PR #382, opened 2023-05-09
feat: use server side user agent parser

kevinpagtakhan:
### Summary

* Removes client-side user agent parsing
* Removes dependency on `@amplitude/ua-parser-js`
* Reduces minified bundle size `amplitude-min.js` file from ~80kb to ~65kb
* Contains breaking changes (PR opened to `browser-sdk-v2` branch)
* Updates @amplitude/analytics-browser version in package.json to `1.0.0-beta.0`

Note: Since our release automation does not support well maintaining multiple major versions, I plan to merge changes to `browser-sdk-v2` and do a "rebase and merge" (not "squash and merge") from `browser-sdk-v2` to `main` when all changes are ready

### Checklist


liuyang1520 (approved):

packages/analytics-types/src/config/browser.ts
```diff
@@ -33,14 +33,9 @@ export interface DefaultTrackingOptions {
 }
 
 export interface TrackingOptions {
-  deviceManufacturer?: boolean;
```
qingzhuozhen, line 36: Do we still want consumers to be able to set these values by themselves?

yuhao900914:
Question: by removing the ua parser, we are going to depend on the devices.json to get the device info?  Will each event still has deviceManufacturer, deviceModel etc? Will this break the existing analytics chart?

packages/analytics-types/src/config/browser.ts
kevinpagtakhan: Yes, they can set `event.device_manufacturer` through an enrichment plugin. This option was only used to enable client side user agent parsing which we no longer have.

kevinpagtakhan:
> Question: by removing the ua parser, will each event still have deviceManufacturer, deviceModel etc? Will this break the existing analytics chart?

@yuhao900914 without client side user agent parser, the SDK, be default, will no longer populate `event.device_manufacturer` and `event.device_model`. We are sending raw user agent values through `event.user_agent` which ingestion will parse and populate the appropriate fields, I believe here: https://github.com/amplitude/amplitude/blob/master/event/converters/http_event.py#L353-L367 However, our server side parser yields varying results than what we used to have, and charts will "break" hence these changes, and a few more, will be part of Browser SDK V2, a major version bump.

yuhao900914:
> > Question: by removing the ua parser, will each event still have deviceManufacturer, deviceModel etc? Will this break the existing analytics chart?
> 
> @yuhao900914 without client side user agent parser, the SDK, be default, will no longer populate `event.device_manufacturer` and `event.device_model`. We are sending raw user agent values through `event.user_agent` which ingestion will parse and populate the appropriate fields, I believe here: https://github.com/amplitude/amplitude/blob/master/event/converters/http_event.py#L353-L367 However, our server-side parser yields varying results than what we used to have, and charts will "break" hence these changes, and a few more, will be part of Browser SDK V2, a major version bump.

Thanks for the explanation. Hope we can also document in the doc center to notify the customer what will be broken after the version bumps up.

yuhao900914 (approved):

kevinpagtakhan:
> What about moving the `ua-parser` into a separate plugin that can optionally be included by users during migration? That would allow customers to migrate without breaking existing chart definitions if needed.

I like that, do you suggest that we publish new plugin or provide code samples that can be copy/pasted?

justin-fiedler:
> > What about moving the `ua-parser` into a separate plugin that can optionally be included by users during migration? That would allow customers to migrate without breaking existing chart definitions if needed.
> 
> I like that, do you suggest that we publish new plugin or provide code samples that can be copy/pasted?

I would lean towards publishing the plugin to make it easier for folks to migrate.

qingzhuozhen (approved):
━━━━━━━━━━━━━━━━
_Description of the task_
From the records, determine the number of lines holding the word "pasted", and state that number only.

_Answer below_
2